PR #4356, opened 2021-08-09
Bows can now use offhand arrows

rasu3n:
## Introduction

Bows currently do not use offhand arrows
## Tests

==*==

### Your task
Would you return the whole listing exactly as written?

### Exercise result
PR #4356, opened 2021-08-09
Bows can now use offhand arrows

rasu3n:
## Introduction

Bows currently do not use offhand arrows
## Tests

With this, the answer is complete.